Eventually “Why” decisions in business are driven by economics: does this tool increase profit? A better product eventually lends itself to revenue growth, and a more efficient feedback process lowers cost. Giving user what they want is a close proxy to product growth make economic sense. So “giving users what they want” is what I’ll put on the landing page, along with a short description of the product.

Since I’m building this in public, I want people to be able to follow along. I’ve added links to FeatureCat’s twitter account and the FeatureCat Diaries (what you’re reading right now). It’s then again deployed with the static page app service on DigitalOcean (again, great experience) and now live on featurecat.com.

featurecat.com screenshot
A landing page, as simple as it gets.

Day 13: Taking a leap

Alpha launch means I need users and my first trial app is Leap Habits. I’ve set up “Leap Habits” as new a product in FeatureCat (via the console, because the UI does not exist yet), which will automatically make it available at leaphabits.featurecat.app. I’ve also created a bunch of features to give users something to vote on.

Next up is the integration into the app. There’s a couple things to do:

  1. Create a new WKWebView to display the feedback board (in the ‘Settings’ screen).
  2. Create a POST request to leaphabits.featurecat.app/identify, which is where the user is authenticated and logged into FeatureCat.
  3. Configure the POST request with a Bearer token to authorize Leap Habits.
  4. Create the User Struct, which holds the userID (created on first access and then cached in UserDefaults to identify the user on subsequent visits) and all the userData-fields that I want to submit as additional user info.
  5. Encode the User Struct as JSON and submit it as the request body.

That’s it. I’ve added prompt on the main tab to ask users for feedback and submitted the update.

FeatureCat in Leap Habits
The FeatureCat feedback board for Leap Habits in the app.

Day 14: Zero to One

I wanted to build an app for feature and feedback management.

And I did.

A couple dozen commits, a few deployments, multiple domain purchases and 4,000 words right here: FeatureCat is live.

Live with asterisks. It’s one public board in one of my apps, with me being the only customer. But still, it is live on the interwebs. What started as an idea a year ago, accompanied by a couple of slides, is now a working prototype. And I’m really proud of that.

Making something from nothing feels great. It is obviously just the beginning of something, but turning something into something more is easier than making something from nothing. You got started, now you just need to keep going.

The Leap Habits update with FeatureCat has been live for roughly two weeks now (late March), and I’ve been pleasantly surprised by the results. A couple dozen users, hundreds of votes and a few submissions are orders of magnitude more feedback than I’d ever received via email. It feels like I’m onto something.

What’s next?

After the alpha launch, the next big step is the closed beta: getting other customers into FeatureCat. That requires me to add user management, multi-tenancy and a whole lot more. I also want to roll out FeatureCat to more of my own apps.

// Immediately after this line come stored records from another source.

PR #17986, opened 2025-03-13
[ntuple] Ensure type name given by RField<T> is renormalized

vepadulano:
To avoid inconsistencies between the full type name of a custom class reported by the RNTuple IO and the type name reported by ROOT meta. The commit adds a unittest. Previously, the test would fail with exceptions such as:

```
321: unknown file: Failure
321: C++ exception with description "type mismatch for field f2: DataVector<std::int32_t,std::vector<CustomStruct>> vs. DataVector<int,vector<CustomStruct> >
321: At:
321:   void ROOT::Experimental::REntry::EnsureMatchingType(RFieldToken) const [with T = DataVector<int, std::vector<CustomStruct> >]
321: " thrown in the test body.
```

### DIFF
--- a/tree/ntuple/v7/inc/ROOT/RField.hxx
+++ b/tree/ntuple/v7/inc/ROOT/RField.hxx
@@ -18,6 +18,7 @@
 
 #include <ROOT/RError.hxx>
 #include <ROOT/RFieldBase.hxx>
+#include <ROOT/RFieldUtils.hxx>
 #include <ROOT/RNTupleSerialize.hxx>
 #include <ROOT/RNTupleUtil.hxx>
 #include <ROOT/RSpan.hxx>
@@ -291,7 +292,7 @@ public:
 template <typename T, typename = void>
 class RField final : public RClassField {
 public:
-   static std::string TypeName() { return ROOT::Internal::GetDemangledTypeName(typeid(T)); }
+   static std::string TypeName() { return ROOT::Internal::GetRenormalizedDemangledTypeName(typeid(T)); }
    RField(std::string_view name) : RClassField(name, TypeName())
    {
       static_assert(std::is_class_v<T>, "no I/O support for this basic C++ type");
--- a/tree/ntuple/v7/test/ntuple_type_name.cxx
+++ b/tree/ntuple/v7/test/ntuple_type_name.cxx
@@ -70,6 +70,7 @@ TEST(RNTuple, TClassDefaultTemplateParameter)
       model->AddField(RFieldBase::Create("f4", "struct DataVector<bool,vector<unsigned>>").Unwrap());
       model->AddField(RFieldBase::Create("f5", "DataVector<Double32_t>").Unwrap());
       model->AddField(RFieldBase::Create("f6", "DataVector<int, double>").Unwrap());
+      model->MakeField<DataVector<StructUsingCollectionProxy<int>>>("f7");
       auto writer = RNTupleWriter::Recreate(std::move(model), "ntpl", fileGuard.GetPath());
    }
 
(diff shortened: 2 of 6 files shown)


tree/ntuple/v7/inc/ROOT/RField.hxx
```diff
@@ -286,7 +287,7 @@ public:
 template <typename T, typename = void>
 class RField final : public RClassField {
 public:
-   static std::string TypeName() { return ROOT::Internal::GetDemangledTypeName(typeid(T)); }
+   static std::string TypeName() { return ROOT::Experimental::Internal::GetDemangledRenormalizedTypeName(typeid(T)); }
```
pcanal, line 290: Shouldn't `GetDemangledRenormalizedTypeName` be simply in `ROOT::Internal`?

tree/ntuple/v7/test/ntuple_type_name.cxx
```diff
@@ -281,3 +281,26 @@ TEST(RNTuple, ContextDependentTypeNames)
...
+   // Test two cases for type name renormalization:
+   // - class with template argument that is normalized by the RNTuple IO (e.g. int to std::int32_t)
+   // - class with template argument which is another template class (e.g. myclass<std::vector<int>>) which by default
+   //   is stripped of the `std::` prefix and has a trailing blank space.
+   FileRaii fileGuard("test_ntuple_atlas_like_datavector.root");
+
+   {
+      auto model = RNTupleModel::Create();
+      auto f1 = model->MakeField<DataVector<int>>("f1");
+      auto f2 = model->MakeField<DataVector<int, std::vector<CustomStruct>>>("f2");
```
pcanal, line 296: Do we need to add 'new' dictionaries request to this test in order to fully test the user case?

tree/ntuple/v7/test/ntuple_type_name.cxx
```diff
@@ -281,3 +281,26 @@ TEST(RNTuple, ContextDependentTypeNames)
...
+      auto writer = RNTupleWriter::Recreate(std::move(model), "ntpl", fileGuard.GetPath());
+   }
+
+   auto reader = RNTupleReader::Open("ntpl", fileGuard.GetPath());
+   EXPECT_EQ(0u, reader->GetNEntries());
+
+   // The test would fail because of an exception thrown in REntry::EnsureMatchingType
+   auto f1 = reader->GetModel().GetDefaultEntry().GetPtr<DataVector<int>>("f1");
+   auto f2 = reader->GetModel().GetDefaultEntry().GetPtr<DataVector<int, std::vector<CustomStruct>>>("f2");
```
hahnjo, line 305: This can go into the existing `TClassDefaultTemplateParameter` which already creates the exact fields. It already tests views, which work because we allow casting and only require that the on-disk column types can be connected...

hahnjo (changes requested):
I believe we need the same treatment for `RField` inheriting from `RProxiedCollectionField`

tree/ntuple/v7/test/ntuple_type_name.cxx
vepadulano: I have changed the second field to use `DataVector<bool, std::vector<unsigned int>>` which already has a dictionary request at https://github.com/root-project/root/blob/cb10c61bef3546cfbd24d12f4288eeb2c3655fd0/tree/ntuple/v7/test/CustomStructLinkDef.h#L30 and for the first field `DataVector<int>` has already a dictionary request at https://github.com/root-project/root/blob/cb10c61bef3546cfbd24d12f4288eeb2c3655fd0/tree/ntuple/v7/test/CustomStructLinkDef.h#L28 IIUC since the second template argument is defaulted to `double`.

hahnjo (approved):
LG from my side

tree/ntuple/v7/test/ntuple_type_name.cxx
```diff
@@ -70,6 +70,7 @@ TEST(RNTuple, TClassDefaultTemplateParameter)
       model->AddField(RFieldBase::Create("f4", "struct DataVector<bool,vector<unsigned>>").Unwrap());
       model->AddField(RFieldBase::Create("f5", "DataVector<Double32_t>").Unwrap());
       model->AddField(RFieldBase::Create("f6", "DataVector<int, double>").Unwrap());
+      model->MakeField<DataVector<StructUsingCollectionProxy<int>>>("f7");
```
pcanal, line 73: I am still not finding a dictionary for `DataVector<StructUsingCollectionProxy<int>>` ... am I missing something or is that intentional?

vepadulano: Missed that again, apologies :)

And finally, I’ll publish this very post, and tell IndieHackers and Twitter about it.

Still a long road ahead.

Continue here to part two.

  1. I’m already deep in the product-person-founder fallacy of “I’ll build it and they will come”: I want the thing, so I’ll build the thing. I’ll figure out later who else might need it. A better approach is to start with an audience whose problems you understand and then designing a solution to these problems. My way out is that I am the audience: a small development shop/indie that sells software without direct customer interactions and needs a better way to solicit feedback.